If you think, you can do the task without using that much cpu-utilization, you can profile your app and find out, where this high cpu-utilization takes place and then try to improve your code.
I think you are doing the streaming in an inefficient way, but I say streaming CAN be a highly utilizing task.
I repeat, don't think about reducing the cpu-utilization by lowering the priority of the process or telling the OS "Don't give that much cpu-time to this process". That's the whole wrong intuition in my eyes. Reduce the cpu-utilization by improving the algorithms and code after profiling.

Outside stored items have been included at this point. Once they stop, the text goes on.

PR #15124, opened 2021-07-29
Small network fixes

ZehMatt:


src/openrct2/network/NetworkBase.cpp
```diff
@@ -1698,15 +1698,23 @@ bool NetworkBase::ProcessConnection(NetworkConnection& connection)
 void NetworkBase::ProcessPacket(NetworkConnection& connection, NetworkPacket& packet)
 {
     const auto& handlerList = GetMode() == NETWORK_MODE_SERVER ? server_command_handlers : client_command_handlers;
-    auto it = handlerList.find(packet.GetCommand());
-    if (it != handlerList.end())
+
+    try
```
tupaschoal, line 1708: Sounds like the scope of the `try` block can be made smaller, as I'm assuming the `find` and the `if`s there wouldn't really throw.

src/openrct2/network/NetworkBase.cpp
```diff
@@ -49,6 +49,9 @@ static int32_t _pickup_peep_old_x = LOCATION_NULL;
 // with uint16_t and needs some spare room for other data in the packet.
 static constexpr uint32_t CHUNK_SIZE = 1024 * 63;
 
+// If data is sent fast enough it would halt the entire server, process only a maximum amount.
+static constexpr uint32_t MaxPacketsPerUpdate = 100;
```
tupaschoal, line 53: I'm assuming 100 is an educated guess, but maybe this could use more commenting on the magic number? Like how many packets does an average update have?

ZehMatt: The average update has maybe 3 to 10 packets at most, this is per connection. So 100 is a pretty high tolerance, I kept it high to not accidentally make the network game slower.

tupaschoal: Maybe it's worth adding those comments there to document why 100 was chosen.

One other suggestion is to maybe `log_verbose` or print a warning if the packets are reached. This would make the debugging easier in case anyone faithfully hits this limit in the future.

ZehMatt: There are two things that came out by fuzzing the game action network packet. The logging can cause a huge performance impact when being hammered. The number 100 was picked for when the server is getting hammered by lets say a fuzzer it was the threshold on my machine to keep the game somewhat stable and allow it to process enough packets so the fuzzer wouldn't start buffering output on the socket stream. So I'm so sure how to go about commenting this.

ZehMatt: Well I hope this will do.

tupaschoal: I think it works. What about the other part?

> One other suggestion is to maybe `log_verbose` or print a warning if the packets are reached. This would make the debugging easier in case anyone faithfully hits this limit in the future.

ZehMatt: I don't think it will matter much, its just shifted to the next update/tick.

tupaschoal (approved):

PR #15129, opened 2021-07-30
Minor cleanup

ZehMatt:


src/openrct2-ui/windows/Sign.cpp
```diff
@@ -156,6 +156,7 @@ class SignWindow final : public Window
                 if (tileElement == nullptr)
                 {
                     Close();
+                    return;
```
Broxzier, line 159: Nice catch. This would've always caused crashes before this change, since `tileElement` gets used below.

Broxzier (approved):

A good start in profiling java is this article: http://www.ibm.com/developerworks/edu/os-dw-os-ecl-tptp.html
In addition to the information given above: the JVM is free in how it uses OS threads. The Thread in your Java application might run in a seperate OS thread, or it might share that thread with other Threads. Check the documentation for the JVM you are using for additional information.
Ok, thanks for the advice guys! Looks like I'm just going to have to look into trying to improve the efficiency of the way my app is streaming (though not sure this is going to go far as I'm basically just reading the file from disk and writing it to the client...).
VisualVM is very easy to use to find out where your CPU time is being spent for Java applications, and it is included in the latest versions of the JDK (named jvisualvm.exe on Windows)
Follow up to my "well thought out buffers" comment, a good rule of thumb for TCP buffering,
buffer size = 2 * bandwidth * delay
So if you want to stream 214kbps music (around 27kB/s) and have, let's say 60ms of latency, you're looking at 3.24 kilobytes, and rounding off to a nice 4kB buffer will work very well for you on a wide range of systems.